PR #656, opened 2019-05-15
Fix stackdriver k8s label keys

### LINKED ISSUE #647: k8s container attributes not included when exporting to Stackdriver
- Python 3.6.7, opencensus 0.5.0, opencensus-ext-stackdriver 0.3.0
- Instrumenting code running in a GKE Kubernetes cluster

**Steps to reproduce.**
Execute any tracing or stats collection code that exports to Stackdriver - the k8s metadata attributes will be missing from the results.

Results exported to Stackdriver should have associated attribute labels for project id, cluster name, pod name etc.

All k8s attributes are missing from the results I see in Stackdriver.

**Additional context.**
I think there is a bug in `contrib/opencensus-ext-stackdriver/opencensus/ext/stackdriver/trace_exporter/__init__.py` within `set_monitored_resource_attributes`:
```py
def set_monitored_resource_attributes(span):
    """Set labels to span that can be used for tracing.
    :param span: Span object
    """
    resource = monitored_resource.get_instance()
    if resource is not None:
        resource_type = resource.get_type()
        resource_labels = resource.get_labels()

        if resource_type == 'gke_container':
            resource_type = 'k8s_container'
            ...
```
This code is still checking for resources of type `gke_container`, whereas `opencensus/common/monitored_resource/monitored_resource.py` now uses `k8s_container` when populating the resources to be automatically added to the Stackdriver results. Therefore, the above if block is entirely skipped and no k8s attributes are included.

The same bug appears to be present in the equivalent file for Stackdriver stats exporting (`gke_container` is also present there).

c24t:
This PR updates the expected label keys for kubernetes monitored resources in the stackdriver exporters to match #528 and does some incidental cleanup.

Fixes #647.


contrib/opencensus-ext-stackdriver/tests/test_stackdriver_exporter.py
```diff
@@ -678,12 +678,12 @@ def test_monitored_resource_attributes_gke(self, gmr_mock):
...
-            'pod_id': 'pod',
-            'cluster_name': 'cluster',
-            'namespace_id': 'namespace',
-            'container_name': 'c1',
+            'k8s.io/pod/name': 'pod',
+            'k8s.io/cluster/name': 'cluster',
+            'k8s.io/namespace/name': 'namespace',
+            'k8s.io/container/name': 'c1',
             'project_id': 'my_project',
             'instance_id': 'instance',
```
songy23: Nit: `instance_id` shouldn't be part of `k8s_container`

bogdandrutu: Is instance_id not part of the Host?

songy23: It is, but in Stackdriver definition `k8s_container` resource doesn't have this label. Setting `instance_id` for `k8s_container` will result in errors (e.g https://github.com/census-instrumentation/opencensus-java/issues/1888).

bogdandrutu: ACK

contrib/opencensus-ext-stackdriver/opencensus/ext/stackdriver/stats_exporter/__init__.py
```diff
@@ -300,62 +303,65 @@ def register_metric_descriptor(self, oc_md):
...
+    resource_type = resource.get_type()
+    resource_labels = resource.get_labels()
+
+    def set_attribute_label(attribute_key, label_key, label_value_prefix=''):
+        """Set a label to timeseries that can be used for monitoring.
+
+        :param series: TimeSeries object based on view data
+        :param resource_labels: collection of labels
+        :param attribute_key: actual label key
+        :param label_key: exporter specific label key, Optional
```
reyang: curious, is the capitalization in `Optional` intentional?

c24t: Nope, it's copypasta from L351.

------------------------------------------------------------------------

» DIRECTIONS
Begin at the top of the listing above and set down each line exactly. Stop after the line that contains "- Python 3.6.7, opencensus".

» TASK RESPONSE
PR #656, opened 2019-05-15
Fix stackdriver k8s label keys

### LINKED ISSUE #647: k8s container attributes not included when exporting to Stackdriver
- Python 3.6.7, opencensus 0.5.0, opencensus-ext-stackdriver 0.3.0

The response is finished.